* _Activity_
Output the records that follow exactly as they are written.

* _Supplied records_
==*==

PR #586, opened 2019-08-23
GH-585 Fixed PUT without body

### LINKED ISSUE #585: PUT method with no body
When a PUT request has no body set, logbook throw an error

## Description
In module logbook httpclient, when a PUT request is logged, it expects a body to be present. But in some cases, a PUT request can have no body (especially true when creating indices on elasticsearch)

  

## Expected Behavior
Just treat a PUT request with no body set as a request without body

## Possible Fix
https://gist.github.com/hcapitaine/0e92994ceb1706a166c2a7db5df9332c

Method withBody:134, add conditional test and treat it as withoutBody when no body set.

## Steps to Reproduce
See this test as an example:
https://gist.github.com/hcapitaine/f05a522dce89fa9d961a3610df19db86

whiskeysierra:
## Motivation and Context

Fixes #585

## Types of changes

## Checklist:


whiskeysierra:
:+1:

PR #617, opened 2019-10-09
Fixed missing flush for writer

### LINKED ISSUE #603: Logbook removes body from response
I encountered an issue in combination with CXF and Spring Security where the body of an response vanishes (=is null) when using Logbook.

## Description
In Logbook version 1.13.0 the body of the response vanishes when the Writer Level is set to something that would lead to requests not getting logged (=INFO).

Using Logbook version 2.0.0-RC.33 the behaviour is inverted, e. g. the body disappears when the level would actually log it (=TRACE).

The Logbook Writer Level setting influences this behaviour. 

The setup is very simple:

The Spring Boot App exposes a CXF service list under /services. This resource is accessible for everyone (permitAll).

GET requests to /services do not yield any body when logging is turned _off_ by changing the log level of Logbook. When I turn the logging _on_, the body is contained in the response as it would be without Logbook.

## Expected Behavior
The response should contain the original body.

## Actual Behavior
The body of the response is null.

## Possible Fix
I have no idea, sadly.

## Steps to Reproduce
Reproduce erroneus behaviour :
1. Check out https://github.com/Breeki32/logbooktest113
2. Start app and send GET request to /services
or simply run the tests

Reproduce correct behaviour :
1. Check out https://github.com/Breeki32/logbooktest113
2. set logging.level.org.zalando property to TRACE
2. Start app and send GET request to /services
or simply run the tests

Reproduce erroneus behaviour with **2.0.0-RC.3**:
1. Check out https://github.com/Breeki32/logbooktest113
2. set Logbook version to 2.0.0-RC.3 in pom.xml
2. set logging.level.org.zalando property to TRACE
or simply run the tests with given version

## Context
I´ve noticed that certain things did not work in an web application when the log level was set to INFO. I tracked it down to the combination of CXF, Spring Security and Logbook (the minimal setup in the example project). The use case was logging the traffic to and from SOAP services for development purposes - but I noticed missing data in the service list servlet. 

## Your Environment

* Version used: Logbook 1.13.0 - 2.0.0-RC3
* Spring Boot 2.1.6 - 2.1.8
* CXF 3.3.2 - 3.3.3
* Link to your project: https://github.com/Breeki32/logbooktest113

Thank you for looking into this!

whiskeysierra:
## Description

Turns out that my fake controller in tests behaved too correctly. It always closed (and implicitly flushed) the writer it was using. But that is in fact not done by everyone out there in the wild. Ultimately the `flushBuffer` method is invoked on the response, but that wasn't intercepted and propagated properly. The noticable effect was that users which use `getWriter()` without an explicit `close` or `flush` would not see the body getting logged and even worse wouldn't see the body on the wire either.

## Motivation and Context

Fixes #603

## Types of changes

## Checklist:

### DIFF
--- a/logbook-servlet/src/test/java/org/zalando/logbook/servlet/ExampleController.java
+++ b/logbook-servlet/src/test/java/org/zalando/logbook/servlet/ExampleController.java
@@ -13,7 +13,6 @@ import javax.servlet.ServletOutputStream;
 import javax.servlet.http.HttpServletRequest;
 import javax.servlet.http.HttpServletResponse;
 import java.io.IOException;
-import java.io.PrintWriter;
 import java.nio.CharBuffer;
 import java.util.Objects;
 import java.util.concurrent.Callable;
@@ -95,9 +94,7 @@ public class ExampleController {
 
     @RequestMapping(path = "/reader", produces = TEXT_PLAIN_VALUE)
     public void reader(final HttpServletRequest request, final HttpServletResponse response) throws IOException {
-        try (final PrintWriter writer = response.getWriter()) {
-            copy(request.getReader(), writer);
-        }
+        copy(request.getReader(), response.getWriter());
     }
 
     @RequestMapping(path = "/binary", produces = MediaType.APPLICATION_OCTET_STREAM_VALUE)
--- a/logbook-servlet/src/main/java/org/zalando/logbook/servlet/LocalResponse.java
+++ b/logbook-servlet/src/main/java/org/zalando/logbook/servlet/LocalResponse.java
@@ -107,6 +107,14 @@ final class LocalResponse extends HttpServletResponseWrapper implements HttpResp
     }
 
     @Override
+    public void flushBuffer() throws IOException {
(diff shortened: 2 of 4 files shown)


logbook-servlet/src/test/java/org/zalando/logbook/servlet/ExampleController.java
```diff
@@ -95,9 +94,7 @@ public void stream(final HttpServletRequest request, final HttpServletResponse r
 
     @RequestMapping(path = "/reader", produces = TEXT_PLAIN_VALUE)
     public void reader(final HttpServletRequest request, final HttpServletResponse response) throws IOException {
-        try (final PrintWriter writer = response.getWriter()) {
-            copy(request.getReader(), writer);
-        }
+        copy(request.getReader(), response.getWriter());
```
whiskeysierra: That change was enough to reproduce the issue in a test.

lukasniemeier-zalando:
:+1:

PR #699, opened 2020-01-26
Use @Configuration(proxyBeanMethods=false) to avoid unnecessary gener…

PascalSchumacher:
…ation of cglib proxies. Cglib proxy creation can be an expensive operation.

Similar to https://github.com/spring-projects/spring-boot/issues/9068

I think this is a breaking change if somebody calls methods on the configuration classes.


whiskeysierra:
Thanks for the PR! I'll need to fix the coverage requirement/action first before I can merge this.

whiskeysierra:
:+1:

whiskeysierra:
:tada: Thanks for the contribution!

==*==

* _Solution to this task_
PR #586, opened 2019-08-23
GH-585 Fixed PUT without body

### LINKED ISSUE #585: PUT method with no body
When a PUT request has no body set, logbook throw an error

## Description
In module logbook httpclient, when a PUT request is logged, it expects a body to be present. But in some cases, a PUT request can have no body (especially true when creating indices on elasticsearch)

  

## Expected Behavior
Just treat a PUT request with no body set as a request without body

## Possible Fix
https://gist.github.com/hcapitaine/0e92994ceb1706a166c2a7db5df9332c

Method withBody:134, add conditional test and treat it as withoutBody when no body set.

## Steps to Reproduce
See this test as an example:
https://gist.github.com/hcapitaine/f05a522dce89fa9d961a3610df19db86

whiskeysierra:
## Motivation and Context

Fixes #585

## Types of changes

## Checklist:


whiskeysierra:
:+1:

PR #617, opened 2019-10-09
Fixed missing flush for writer

### LINKED ISSUE #603: Logbook removes body from response
I encountered an issue in combination with CXF and Spring Security where the body of an response vanishes (=is null) when using Logbook.

## Description
In Logbook version 1.13.0 the body of the response vanishes when the Writer Level is set to something that would lead to requests not getting logged (=INFO).

Using Logbook version 2.0.0-RC.33 the behaviour is inverted, e. g. the body disappears when the level would actually log it (=TRACE).

The Logbook Writer Level setting influences this behaviour. 

The setup is very simple:

The Spring Boot App exposes a CXF service list under /services. This resource is accessible for everyone (permitAll).

GET requests to /services do not yield any body when logging is turned _off_ by changing the log level of Logbook. When I turn the logging _on_, the body is contained in the response as it would be without Logbook.

## Expected Behavior
The response should contain the original body.

## Actual Behavior
The body of the response is null.

## Possible Fix
I have no idea, sadly.

## Steps to Reproduce
Reproduce erroneus behaviour :
1. Check out https://github.com/Breeki32/logbooktest113
2. Start app and send GET request to /services
or simply run the tests

Reproduce correct behaviour :
1. Check out https://github.com/Breeki32/logbooktest113
2. set logging.level.org.zalando property to TRACE
2. Start app and send GET request to /services
or simply run the tests

Reproduce erroneus behaviour with **2.0.0-RC.3**:
1. Check out https://github.com/Breeki32/logbooktest113
2. set Logbook version to 2.0.0-RC.3 in pom.xml
2. set logging.level.org.zalando property to TRACE
or simply run the tests with given version

## Context
I´ve noticed that certain things did not work in an web application when the log level was set to INFO. I tracked it down to the combination of CXF, Spring Security and Logbook (the minimal setup in the example project). The use case was logging the traffic to and from SOAP services for development purposes - but I noticed missing data in the service list servlet. 

## Your Environment

* Version used: Logbook 1.13.0 - 2.0.0-RC3
* Spring Boot 2.1.6 - 2.1.8
* CXF 3.3.2 - 3.3.3
* Link to your project: https://github.com/Breeki32/logbooktest113

Thank you for looking into this!

whiskeysierra:
## Description

Turns out that my fake controller in tests behaved too correctly. It always closed (and implicitly flushed) the writer it was using. But that is in fact not done by everyone out there in the wild. Ultimately the `flushBuffer` method is invoked on the response, but that wasn't intercepted and propagated properly. The noticable effect was that users which use `getWriter()` without an explicit `close` or `flush` would not see the body getting logged and even worse wouldn't see the body on the wire either.

## Motivation and Context

Fixes #603

## Types of changes

## Checklist:

### DIFF
--- a/logbook-servlet/src/test/java/org/zalando/logbook/servlet/ExampleController.java
+++ b/logbook-servlet/src/test/java/org/zalando/logbook/servlet/ExampleController.java
@@ -13,7 +13,6 @@ import javax.servlet.ServletOutputStream;
 import javax.servlet.http.HttpServletRequest;
 import javax.servlet.http.HttpServletResponse;
 import java.io.IOException;
-import java.io.PrintWriter;
 import java.nio.CharBuffer;
 import java.util.Objects;
 import java.util.concurrent.Callable;
@@ -95,9 +94,7 @@ public class ExampleController {
 
     @RequestMapping(path = "/reader", produces = TEXT_PLAIN_VALUE)
     public void reader(final HttpServletRequest request, final HttpServletResponse response) throws IOException {
-        try (final PrintWriter writer = response.getWriter()) {
-            copy(request.getReader(), writer);
-        }
+        copy(request.getReader(), response.getWriter());
     }
 
     @RequestMapping(path = "/binary", produces = MediaType.APPLICATION_OCTET_STREAM_VALUE)
--- a/logbook-servlet/src/main/java/org/zalando/logbook/servlet/LocalResponse.java
+++ b/logbook-servlet/src/main/java/org/zalando/logbook/servlet/LocalResponse.java
@@ -107,6 +107,14 @@ final class LocalResponse extends HttpServletResponseWrapper implements HttpResp
     }
 
     @Override
+    public void flushBuffer() throws IOException {
(diff shortened: 2 of 4 files shown)


logbook-servlet/src/test/java/org/zalando/logbook/servlet/ExampleController.java
```diff
@@ -95,9 +94,7 @@ public void stream(final HttpServletRequest request, final HttpServletResponse r
 
     @RequestMapping(path = "/reader", produces = TEXT_PLAIN_VALUE)
     public void reader(final HttpServletRequest request, final HttpServletResponse response) throws IOException {
-        try (final PrintWriter writer = response.getWriter()) {
-            copy(request.getReader(), writer);
-        }
+        copy(request.getReader(), response.getWriter());
```
whiskeysierra: That change was enough to reproduce the issue in a test.

lukasniemeier-zalando:
:+1:

PR #699, opened 2020-01-26
Use @Configuration(proxyBeanMethods=false) to avoid unnecessary gener…

PascalSchumacher:
…ation of cglib proxies. Cglib proxy creation can be an expensive operation.

Similar to https://github.com/spring-projects/spring-boot/issues/9068

I think this is a breaking change if somebody calls methods on the configuration classes.


whiskeysierra:
Thanks for the PR! I'll need to fix the coverage requirement/action first before I can merge this.

whiskeysierra:
:+1:

whiskeysierra:
:tada: Thanks for the contribution!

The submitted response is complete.